Monday, January 24, 2011

Harnessing the Power

Duel-cores, triple-cores, quad cores, sex-cores (that's six for those who don't know their prefixes), it's hard to keep up with processing power these days.  I remember when my Dad bought our first family PC.  It was a Gateway 2000 and it was a serious toss-up as to what I liked more; solitaire on the computer or the cow painted box.  And I remember getting my first major PC game, NCAA Football '98 and it couldn't run on our computer.  It required the old Pentium II chip.  Well now I have upgraded my personal PC to the AMD Phenom X4.  Granted it is still on the old 65nm architecture as compared to the new Phenom II's that have 45nm, but it is quite fast.  And now both Intel and AMD have the "sex-core" processors on the market between the Phenom II X6 and Core i7.  "But Matthew, why do I care?"  You probably don't but I wanted to mark a reference for you when I explain the "computer" I am working on in my Computational Chemistry course.

Computational Chemistry is exactly what it sounds like.  It uses computer algorithms to calculate how particles act.  More specifically their energy in my current lab.  Now, I was frustrated that the lab consisted of a Linux Shell program not because it was Linux, but because we were given no formal background on coding in the system.  I think Linux is simpler and I hope to utilize it some day in the future but I began ranting and raving to a few friends about how I don't understand why we can't pay Computer Scientists to make programs for Windows/MAC that I can just input data into and read the output without being a coding expert.  This is a carry over from my statistical courses as they employ the same thing into programs such as SAS.

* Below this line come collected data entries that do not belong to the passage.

PR #1101, opened 2026-05-29
Rewrote testing for the cache variant of the AutoRefresh() and AutoRefreshOnObservable() operators,...

### LINKED ISSUE #1099: [Bug]: AutoRefreshOnObservable produces refreshes for immediately-removed items
Feeding the following sequence of changesets into `.AutoRefreshOnObservable()` (for the cache version, the list version doesn't seem to have this issue, it just emits an empty changeset), when the refresh observable emits a value immediately upon subscription, results in the following downstream sequence changesets, which includes an invalid `Refresh` for an item that was previously removed from the collection.

**Upstream**
```
2 Changes
    Add #1
    Remove #1
```

**Downstream**
```
2 Changes
    Add #1
    Remove #1
1 Change
    Refresh #1
```

If the upstream changeset is split up to have the `Add` and `Remove` be in separate changesets, there is no issue, as follows:

**Upstream**
```
1 Change
    Add #1
1 Change
    Remove #1
```

**Downstream**
```
1 Change
    Add #1
1 Change
    Refresh #1
1 Change
    Remove #1
```

This doesn't seem to be an issue with any of the operators used internally within `AutoRefreshOnObservable()` (E.G. `.MergeMany()` and `.SubscribeMany()`), but with the sequencing of subscriptions within `.AutoRefresh()` itself.

I discovered this while expanding our testing suite for `.FilterOnObservable()`, which ends up occasionally including items in its downstream that were removed upstream.

JakenVeina:
…in accordance with #1014, and in a preliminary effort to resolve #1099.

### DIFF
--- a/src/DynamicData.Tests/Cache/AutoRefreshOnObservableFixture.Base.cs
+++ b/src/DynamicData.Tests/Cache/AutoRefreshOnObservableFixture.Base.cs
@@ -1,0 +1,777 @@
+using System;
+using System.Linq;
+using System.Reactive;
+using System.Reactive.Concurrency;
+using System.Reactive.Linq;
+using System.Reactive.Subjects;
+
+using Microsoft.Reactive.Testing;
+
+using FluentAssertions;
+using Xunit;
+
+using DynamicData.Tests.Utilities;
+
+namespace DynamicData.Tests.Cache;
+
+public static partial class AutoRefreshOnObservableFixture
+{
+    public abstract class Base
+    {
+        [Fact]
+        public void ChangeSetBufferIsGiven_ReevaluatorNotificationsAreBufferedOnScheduler()
+        {
+            // Setup
+            using var source = new TestSourceCache<Item, int>(Item.SelectId);
+
+            using var item1 = new Item() { Id = 1 };
+            using var item2 = new Item() { Id = 2 };
+            using var item3 = new Item() { Id = 3 };
+            
+            source.AddOrUpdate(new[] { item1, item2, item3 });
+
+            var scheduler = new TestScheduler();
+
+
+            // UUT Initialization
+            using var subscription = BuildUut(
+                    source:             source.Connect(),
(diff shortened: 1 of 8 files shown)


src/DynamicData.Tests/Cache/AutoRefreshOnObservableFixture.Base.cs
```diff
@@ -0,0 +1,765 @@
...
+            results.Error.Should().BeNull();
+            results.RecordedChangeSets.Skip(1).Count().Should().Be(1, "one source operation was performed");
+            results.RecordedItemsByKey.Values.Should().BeEquivalentTo(source.Items, "1 item was replaced within the source");
+            results.HasCompleted.Should().BeFalse("the source has not completed");
+            
+            item2.HasObservers.Should().BeFalse("replacing an item should trigger unsubscription from its reevaluator");
+            item4.HasObservers.Should().BeTrue("adding an item should invoke its reevaluator and subscribe to it");
+            item1.HasObservers.Should().BeTrue("the item was not removed from the source");
+            item3.HasObservers.Should().BeTrue("the item was not removed from the source");
+        }
```
dwcullop, line 364: This test stops after asserting item4.HasObservers == true, but never verifies that the new reevaluator's notifications actually flow through end-to-end. A regression where the operator subscribes to the new item's reevaluator but mishandles the resulting notification (wrong key, dropped Refresh, etc.) would slip through. Consider adding ++item4.Value followed by an assertion that the next recorded changeset contains a Refresh for item4.

dwcullop (approved):
Minor nit but looks good to me.

src/DynamicData.Tests/Cache/AutoRefreshOnObservableFixture.Base.cs
JakenVeina: Agreed.

PR #1113, opened 2026-06-14
FilterImmutable: emit correct Current value when Update transitions to Remove

### LINKED ISSUE #1112: FilterImmutable emits Remove with the wrong Current value for Update->Remove transitions
### Description

`FilterImmutable` emits `ChangeReason.Remove` with the wrong value in `Current` when an Update entry transitions from matching the predicate to not matching it.

### Repro

For an Update where the previous value satisfies the predicate and the current value does not, the operator emits a `Remove` whose `Current` holds the *new* (non-matching) value. The previously-included value is lost.

```csharp
using var source = new Subject<IChangeSet<Item, int>>();
using var results = source.FilterImmutable(predicate: item => item.IsIncluded).AsAggregator();

var included = new Item { Id = 1, IsIncluded = true };
var excluded = new Item { Id = 1, IsIncluded = false };

source.OnNext(new ChangeSet<Item, int> {
    new(ChangeReason.Add, included.Id, current: included, index: 0)
});

source.OnNext(new ChangeSet<Item, int> {
    new(ChangeReason.Update, excluded.Id, current: excluded, previous: included, currentIndex: 0, previousIndex: 0)
});

var removeChange = results.Messages.Last().Single();
// removeChange.Reason   == ChangeReason.Remove        // correct
// removeChange.Current  == excluded (IsIncluded=false) // WRONG, should be `included`
```

### Expected

Per the `Change<T,K>` contract, `Remove.Current` is the value that just left downstream. For Update->Remove, that is `Previous`: `Current` never reached downstream.

### Impact

Consumers reading `Current` on a Remove get garbage references:

- Composition with `TransformImmutable` throws `InvalidCastException` if the downstream transform is type-narrowing.
- Side-effect handlers (e.g. disposing, releasing handles, unsubscribing) act on the wrong object.
- Re-keying or projecting on Remove silently produces wrong results.

The stateful `Filter` handles this correctly via `ChangeAwareCache`; the bug is specific to `FilterImmutable`.

### Affected versions

All versions that include `FilterImmutable`.

dwcullop:
Fixes #1112.

### Problem

`FilterImmutable` emits `ChangeReason.Remove` carrying the wrong value in `Current` when an Update changeset entry transitions from matching to not matching the predicate. The emitted Remove carries the new (non-matching) `Current` instead of the previous (matching) value that actually left downstream.

This violates the `Change<T,K>` contract that `Remove.Current` is the item being removed. Consumers reading `Current` on Remove receive the wrong reference, producing silent corruption (wrong side effects, incorrect projections) or `InvalidCastException` when composed with type-narrowing operators.

### Fix

When emitting Update->Remove, carry `change.Previous.Value` as `Current`. `Previous` is dropped (Remove is not an Update).

### Test

`Update_PreviousMatchedCurrentDoesNot_EmitsRemoveCarryingPreviousAsCurrent` in `FilterImmutableFixture` covers the contract. RED before the fix, GREEN after.

### Verification

- All 12 tests in `FilterImmutableFixture` pass.
- All 1365 tests in `DynamicData.Tests.Cache` pass.
- Full suite has 2 pre-existing flakes in `DeadlockTortureTest` (`TransformWithForce_DoesNotDeadlock`, `AllDangerous_Stacked_DoNotDeadlock`) that reproduce on unmodified `main`. Unrelated to this change.

### DIFF
--- a/src/DynamicData.Tests/Cache/FilterImmutableFixture.cs
+++ b/src/DynamicData.Tests/Cache/FilterImmutableFixture.cs
@@ -4,6 +4,8 @@ using System.Reactive.Disposables;
 using System.Reactive.Linq;
 using System.Reactive.Subjects;
 
+using DynamicData.Tests.Utilities;
+
 using FluentAssertions;
 using Xunit;
 
@@ -16,9 +18,10 @@ public sealed class FilterImmutableFixture
     {
         using var source = new Subject<IChangeSet<Item, int>>();
 
-        using var results = source
+        using var subscription = source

In my frustration I found myself searching for a "help section" for this shell program.  The program/project is called Steele and it is a compute cluster that can be used remotely on campus for calculations.  It is basically access to a computer that links many processors to together in order to make elaborate calculations housed on campus at Purdue.  This is where I found my surprise.  The Steele compute cluster (named after an old professor) houses an astonishing 902 8-core Dell processors.  902! That is 7216 cores for those of you keeping score at home!  Each processor consists of two Quad-cores that are linked together.  To a pion like myself, that is almost unfathomable.  Now I understand why we use this program.  The cores are separated into further clusters, the largest one being able to compute 46.53 teraflops (basically a calculation per second, it is more complicated than that but I'm not an expert and will probably mess it up).  A Phenom processor similar to mine was clocked at 6.7 gigaflops.  This is about a 7,000,000% increase in computations.  Wow!

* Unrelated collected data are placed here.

PR #1114, opened 2026-06-14
Orchestrator: Operator for Composing Per-Item Observables

dwcullop:
## What this is

A common pattern in cache operators: for each item in a source changeset, maintain a separate external subscription whose values feed into the operator's output. `MergeMany` subscribes to one observable per item. `AutoRefresh` subscribes to one re-evaluator per item. `FilterOnObservable` subscribes to one bool stream per item. `TransformManyAsync`, `GroupOnObservable`, and several others do the same. The shape is universal: 1:1 between source items and external subscriptions, with results flowing back into a single output.

Getting that right involves a lot of boilerplate: spin up a subscription on Add/Update, tear it down on Remove, route everything through the same serialization gate to avoid the kind of cross-cache deadlocks that motivated #1097, keep the downstream stream alive until both the source and every per-item subscription have completed, dispose cleanly on error or unsubscribe.

`CacheParentSubscription` was the previous primitive for cache operators that needed parent/child subscription accounting. It worked, but every consumer had to subclass it and own per-subscription state as subclass fields. That made it easy to leak state across subscribers or forget to wire up the queue-drain machinery from #1097. It also didn't compose: operators wanting parent/child accounting AND a `ChangeAwareCache`, or AND a merge tracker, had to inline both concerns.

This PR replaces it with **Orchestrator**: one primitive that handles subscription accounting, queue routing, completion accounting, and disposal. Operator authors write a small implementation describing what their operator does. The runtime handles how.

Two interfaces and a driver:

- `ICacheOrchestrator<TSource, TKey, TInner, TResult>`: authors implement this. Three methods (`OnSourceChangeSet`, `OnInner`, `OnDrainComplete`).
- `ICacheOrchestratorContext<TKey, TInner>`: authors call this. Three methods (`Track`, `Untrack`, `Serialize`).
- `CacheOrchestration<...>`: the driver. Per-subscription instances built by a caller-supplied factory, so all state is naturally isolated.

## Architecture

```mermaid
flowchart TB
    subgraph public[Public extension methods]
        ops[AutoRefresh · MergeMany · MergeManyChangeSets ·<br/>FilterOnObservable · TransformManyAsync ·<br/>GroupOnObservable · TransformOnObservable · MergeManyItems ·<br/>MergeManyListChangeSets]
    end

    subgraph specializations[Internal specializations]
        oc[OrchestrateChangeSets<br/>mirror-manipulator with ChangeAwareCache]
        omc1[OrchestrateManyChangeSets cache<br/>merges child cache changesets]
        omc2[OrchestrateManyChangeSets list<br/>merges child list changesets]
    end

    subgraph base[Internal base entry points]
        ot[Orchestrate&lt;TOrch&gt;<br/>typed factory]
        ol[Orchestrate lambdas<br/>convenience overload]
    end

    subgraph driver[Driver]
        co[CacheOrchestration<br/>per-subscription state owner]
    end

    subgraph contract[Contract]
        ico[ICacheOrchestrator<br/>what you implement]
        ictx[ICacheOrchestratorContext<br/>what you call]
        cob[CacheOrchestratorBase<br/>per-ChangeReason dispatch convenience]
    end

    subgraph runtime[Runtime]
        sdq[SharedDeliveryQueue + DeliverySubQueue<br/>lock-released serialized delivery]
    end

    ops --> specializations
    ops --> ol
    ops --> ot
    specializations --> ot
    ot --> co
    ol --> co
    co --> sdq
    co -.implements.-> ictx
    co -.calls.-> ico
    cob -.implements.-> ico

    style public          fill:#FFCDD2,stroke:#C62828,color:#000
    style specializations fill:#FFE0B2,stroke:#E65100,color:#000
    style base            fill:#FFF9C4,stroke:#F57F17,color:#000
    style driver          fill:#C8E6C9,stroke:#2E7D32,color:#000
    style contract        fill:#BBDEFB,stroke:#1565C0,color:#000
    style runtime         fill:#E1BEE7,stroke:#6A1B9A,color:#000
```

### `ICacheOrchestrator<TSource, TKey, TInner, TResult>` (you implement)

| Method | Called when | What you do |
|---|---|---|
| `OnSourceChangeSet(IChangeSet<TSource, TKey> changes)` | A changeset arrives from the keyed source | Walk the changes. Usually `context.Track(key, ...)` on Add/Update, `context.Untrack(key)` on Remove. Update any per-key state you keep. |
| `OnInner(TInner value, TKey key)` | A tracked inner observable emits, paired with its source key | Accumulate into output state, or forward to the emitter. |
| `OnDrainComplete(bool isFinal, bool wasReentrant)` | A drain cycle of the shared queue finished | Flush accumulated state. `isFinal == true` means the source and every tracked inner have terminated, so flush synchronously even if you'd normally defer (timer buffering, etc.). `wasReentrant` distinguishes a reentrant drain from a clean cycle; most orchestrators ignore it. |

### `ICacheOrchestratorContext<TKey, TInner>` (you call)

| Method | Called when | What it does |
|---|---|---|
| `Track(TKey key, IObservable<TInner> observable)` | A new source item appears (Add/Update) and needs a per-key inner observable | Subscribes the observable through the shared queue. If a prior subscription exists for the key, it gets disposed and replaced. Participates in completion accounting: downstream stays alive until every tracked subscription terminates. |
| `Untrack(TKey key)` | A source item disappears (Remove) | Disposes the inner subscription for that key. No-op if none. |
| `Serialize<T>(IObservable<T> observable)` | An ad-hoc observable (timer, separate cache stream) needs to go through the same gate as source and inner notifications | Wraps the observable with the queue's synchronization gate. Does NOT participate in completion accounting; downstream can complete while a Serialize-wrapped subscription is still active. |

## Lifecycle

```mermaid
%%{init: {"themeVariables": {"sequenceRectStroke": "#000000", "sequenceRectStrokeWidth": "1px"}}}%%
sequenceDiagram
    box rgba(255, 205, 210, 1) Consumer
        participant Sub as Subscriber
    end
    box rgba(255, 224, 178, 1) Driver
        participant Driver as CacheOrchestration
    end
    box rgba(255, 249, 196, 1) Runtime
        participant Q as SharedDeliveryQueue
    end
    box rgba(200, 230, 201, 1) Orchestrator
        participant Orch as Your orchestrator
    end
    box rgba(187, 222, 251, 1) Source
        participant Src as Source changeset
    end
    box rgba(225, 190, 231, 1) Inner
        participant Inn as Inner observable
    end

    Sub->>Driver: Subscribe
    Driver->>Q: new SharedDeliveryQueue
    Driver->>Orch: factory(context, emitter)
    Driver->>Src: SynchronizeSafe(queue).SubscribeSafe

    rect rgba(245, 245, 245, 1)
        note over Q: drain cycle
        Src->>Q: OnNext(changeset)
        Q->>Orch: OnSourceChangeSet(changeset)
        Orch->>Driver: ctx.Track(key, innerObs)
        Driver->>Inn: SynchronizeSafe(queue).SubscribeSafe
        Inn->>Q: OnNext(value)
        Q->>Orch: OnInner(value, key)
        Q->>Orch: OnDrainComplete(isFinal, wasReentrant)
        Orch->>Q: emitter.OnNext(result)
        Q->>Sub: result
    end
```

## The Orchestrate family: five entry points

Two base entry points (typed factory and lambda overload) plus three specializations that bake in common output shapes.

### Base: `Orchestrate`

Same `CacheOrchestration` driver underneath. Use the typed factory when state and helpers want to live in a class. Use the lambda overload when closures suffice.

```csharp
public static IObservable<TResult> Orchestrate<TSource, TKey, TInner, TResult, TOrch>(
    this IObservable<IChangeSet<TSource, TKey>> source,
    Func<ICacheOrchestratorContext<TKey, TInner>, IObserver<TResult>, TOrch> factory)
    where TOrch : ICacheOrchestrator<TSource, TKey, TInner, TResult>;

public static IObservable<TResult> Orchestrate<TSource, TKey, TInner, TResult>(
    this IObservable<IChangeSet<TSource, TKey>> source,
    Action<IChangeSet<TSource, TKey>, ICacheOrchestratorContext<TKey, TInner>> onSourceChangeSet,
    Action<TInner, TKey, IObserver<TResult>> onInner,
    Action<IObserver<TResult>>? onDrainComplete = null);
```

### `OrchestrateChangeSets`: cache changeset output via `ChangeAwareCache`

For filter-like or per-key transform shapes: source is a keyed changeset, output is a keyed changeset, each source key contributes 0 or 1 items to the output. The runtime gives you a `ChangeAwareCache` that you mutate from both source and inner events. It captures and emits once per drain cycle. Used by `FilterOnObservable` and `TransformOnObservable`.

```csharp
public static IObservable<IChangeSet<TOutput, TKey>> OrchestrateChangeSets<TSource, TKey, TInner, TOutput>(
    this IObservable<IChangeSet<TSource, TKey>> source,
    Func<TSource, TKey, IObservable<TInner>> innerFactory,
    Action<ChangeAwareCache<TOutput, TKey>, Change<TSource, TKey>> onSourceChange,
    Action<ChangeAwareCache<TOutput, TKey>, TKey, TSource, TInner> onInner);
```

### `OrchestrateManyChangeSets` (cache): merge child cache changesets

The shape `MergeManyChangeSets` produces: per-source-key inner observables that are themselves cache changesets, merged into one cache changeset output. The runtime gives you a `ChangeSetMergeTracker` that handles add/update/remove/refresh and conflict resolution via the supplied comparers. Used by both `MergeManyChangeSets` overloads (vanilla and source-priority).

```csharp
public static IObservable<IChangeSet<TDest, TDestKey>> OrchestrateManyChangeSets<TSource, TKey, TDest, TDestKey>(
    this IObservable<IChangeSet<TSource, TKey>> source,
    Func<TSource, TKey, IObservable<IChangeSet<TDest, TDestKey>>> changeSetSelector,
    IEqualityComparer<TDest>? equalityComparer = null,
    IComparer<TDest>? comparer = null,
    bool reevalOnRefresh = false);
```

### `OrchestrateManyChangeSets` (list): merge child list changesets

Same shape but for list-typed inner changesets. Disambiguated by parameter type (no destination key). Used by `MergeManyListChangeSets`.

```csharp
public static IObservable<IChangeSet<TDest>> OrchestrateManyChangeSets<TSource, TKey, TDest>(
    this IObservable<IChangeSet<TSource, TKey>> source,
    Func<TSource, TKey, IObservable<IChangeSet<TDest>>> changeSetSelector,
    IEqualityComparer<TDest>? equalityComparer = null);
```

## Picking an entry point

| Operator shape | Use |
|---|---|
| Stateful (class fits naturally), value or changeset output | `Orchestrate<TOrch>` typed factory, optionally with `CacheOrchestratorBase` for per-`ChangeReason` virtual hooks |
| Stateless, or state small enough for closures | `Orchestrate` lambda overload |
| Cache changeset output built by mutating a `ChangeAwareCache` | `OrchestrateChangeSets` |
| Union of child cache changesets | `OrchestrateManyChangeSets` (cache) |
| Union of child list changesets | `OrchestrateManyChangeSets` (list) |

### Worked example: `MergeMany`

```csharp
public IObservable<TDestination> Run() =>
    _source.Orchestrate<TObject, TKey, TDestination, TDestination>(
        onSourceChangeSet: (changes, context) =>
        {
            foreach (var change in changes.ToConcreteType())
            {
                if (change.Reason is ChangeReason.Add or ChangeReason.Update)
                    context.Track(change.Key, _observableSelector(change.Current, change.Key));
                else if (change.Reason is ChangeReason.Remove)
                    context.Untrack(change.Key);
            }
        },
        onInner: (value, _, emitter) => emitter.OnNext(value));
```

The whole operator is one method-call expression. The pre-orchestrator version subclassed `CacheParentSubscription` with its own fields, constructor, and manual `OnNext`/`Subscribe` plumbing.

## Operators migrated

| Operator | Entry point |
|---|---|
| `AutoRefresh` | `Orchestrate<TOrch>` + custom orchestrator (timer state, pending-refresh map) |
| `FilterOnObservable` | `OrchestrateChangeSets` |
| `GroupOnObservable` | `Orchestrate` lambda (closes over a `DynamicGrouper`) |
| `MergeMany` | `Orchestrate` lambda |
| `MergeManyItems` | `Orchestrate` lambda |
| `MergeManyChangeSets` (cache) | `OrchestrateManyChangeSets` (cache) |
| `MergeManyChangeSets` (source-compare) | `OrchestrateManyChangeSets` (cache) with per-item parent-child boxing |
| `MergeManyListChangeSets` | `OrchestrateManyChangeSets` (list) |
| `TransformManyAsync` | `Orchestrate<TOrch>` + custom orchestrator (per-key cache, merge tracker) |
| `TransformOnObservable` | `Orchestrate` lambda (closes over a `ChangeAwareCache`) |

## AutoRefresh correctness fixes

The rewrite fixes four pre-existing defects that had previously-skipped tests. All four tests are un-skipped here and pass:

- **`PropertyAccessorIsNull_ThrowsException`**: `propertyAccessor` is now validated upfront. Previously threw `NullReferenceException` on the first source notification.
- **`ReevaluatorIsNull_ThrowsException`**: `reEvaluator` is now validated upfront. Same prior failure mode.
- **`ReevaluatorEmitsImmediately_ItemDoesNotRefresh`** (#1099): a reevaluator that fires synchronously during item subscription no longer produces a redundant Refresh paired with the Add.
- **`ReevaluatorThrows_ExceptionPropagates`**: reevaluator exceptions now propagate to `OnError` instead of being silently swallowed (Rx contract §6.4).

## Other fixes

- **`AutoRefresh` drops a pending refresh when the source forwards its own Refresh.** A reevaluator-queued refresh from a prior drain was being emitted in addition to the source's Refresh for the same key. Symmetrical to the existing pending-drop logic on Update/Remove. Regression test added.
- **`isFinal` is computed from the subscription counter, not a latched flag.** A latched flag races when the orchestrator calls `Track` during the `isFinal` callback: counter goes back to 1 but the flag still says true, so `OnCompleted` fires while a live inner exists. The counter is the source of truth.
- **Construction error path.** The constructor's try/catch now covers every step from queue allocation through the source subscribe. Any throw during construction releases everything successfully allocated rather than leaking.
- **Deleted `MergeManyCacheChangeSets` and `MergeManyCacheChangeSetsSourceCompare` wrapper classes.** Inlined their bodies into the public `MergeManyChangeSets` overloads. The source-compare overload's supporting types now live as private nested generic types in the same partial-class file as the public API.
- **`Virtualise`, `GroupOn`, `GroupOnImmutable`: collapsed per-branch null/empty filters into single post-merge filters.** Matches the `Page` shape and removes duplicated filtering on every merge input.

## Tests

- `OrchestrateFixture` (16 tests): primitive contract. Source/inner serialization, per-drain coalesced emission, completion accounting (parent and all children), error propagation, cross-cache deadlock proofs, reentrant drain.
- `SharedDeliveryQueueFixture`, `DeliveryQueueFixture`: queue contract.
- Per-orchestrator isolation: `AutoRefreshOrchestratorFixture`, `ChangeSetOrchestratorFixture`, `LambdaCacheOrchestratorFixture`, `MergedOrchestratorFixture`, `MergedListOrchestratorFixture`, `TransformManyAsyncOrchestratorFixture`.
- Existing public-API operator fixtures continue to pass unchanged.

Full Cache + Internal suite: pass. `DeadlockTortureTest` fixture (added in #1097): pass.

## Public surface

No new or changed public APIs.

### Behavioral change: per-item observable errors now propagate

Several existing public operators previously **swallowed** errors from per-item observables (the offending item was silently unsubscribed and the merged stream continued). They now **forward** those errors, terminating the merged stream. This matches the contract of standard `Observable.Merge`.

**Cache side:**

| Operator | Old behavior | New behavior |
| --- | --- | --- |
| `MergeMany` | Child errors swallowed | Child errors terminate the output |
| `WhenAnyPropertyChanged` (routes through `MergeMany`) | Per-item PropertyChanged errors swallowed | Per-item errors terminate the output |
| `WhenPropertyChanged` (routes through `MergeMany`) | Per-item subscription errors swallowed | Per-item errors terminate the output |
| `WhenValueChanged` (routes through `MergeMany`) | Per-item subscription errors swallowed | Per-item errors terminate the output |
| `AutoRefreshOnObservable` | Per-item reevaluator errors swallowed | Per-item errors terminate the output |

**List side:**

| Operator | Old behavior | New behavior |
| --- | --- | --- |
| `MergeMany` | Child errors swallowed | Child errors terminate the output |
| `WhenAnyPropertyChanged` (routes through `MergeMany`) | Per-item PropertyChanged errors swallowed | Per-item errors terminate the output |
| `WhenPropertyChanged` (routes through `MergeMany`) | Per-item subscription errors swallowed | Per-item errors terminate the output |
| `WhenValueChanged` (routes through `MergeMany`) | Per-item subscription errors swallowed | Per-item errors terminate the output |
| `AutoRefreshOnObservable` | Per-item reevaluator errors swallowed | Per-item errors terminate the output |
| `FilterOnObservable` | Per-item filter errors swallowed | Per-item errors terminate the output |

XML docs on each operator now describe the new behavior and call out the prior swallowing.

If an application was relying on the old swallowing behavior, the workaround is to defensively `.Catch(...)` inside the per-item observable.


src/DynamicData/Cache/Internal/MergeMany.cs
```diff
@@ -30,32 +25,21 @@ public MergeMany(IObservable<IChangeSet<TObject, TKey>> source, Func<TObject, IO
...
-    }
+                        context.Track(change.Key, _observableSelector(change.Current, change.Key));
+                    }
+                    else if (change.Reason is ChangeReason.Remove)
+                    {
+                        context.Untrack(change.Key);
+                    }
+                }
+            },
+            onInner: (value, _, emitter) => emitter.OnNext(value));
```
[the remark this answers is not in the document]
dwcullop: Updated XML docs on MergeMany (and the four operators that route through it: WhenAnyPropertyChanged, WhenPropertyChanged, WhenValueChanged, AutoRefreshOnObservable) to describe the new error-propagation behavior. PR description now has a 'Behavioral change' section calling this out. Pushed in 9e45d5c1.

src/DynamicData/Cache/Internal/IntObservableCacheEx.OrchestrateManyChangeSets.cs
```diff
@@ -0,0 +1,192 @@
...
+                _tracker.RefreshItems(current.Value.Cache.Keys);
+            }
+        }
+
+        private void SubscribeChild(TSource item, TKey key)
+        {
+            var entry = new ChangeSetCache<TDest, TDestKey>(Context.Serialize(_changeSetSelector(item, key).IgnoreSameReferenceUpdate()));
+            _cache.AddOrUpdate(entry, key);
+            Context.Track(key, entry.Source);
+        }
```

Now, here's where I stopped thinking about these types of calculations...I ran a simple program that uses a random number generator to calculate the energy of a particle 10,000 times and it took the computer about 20 seconds to run this program. The computer with 7216 cores needed time to think about my simple little calculation. Now there are scientists running much, much larger calculations on much larger computers.  That is when I had to stop thinking about the magnitude of this computer and starting writing down answers.  So sorry Dad for complaining about not having that Pentium II processor.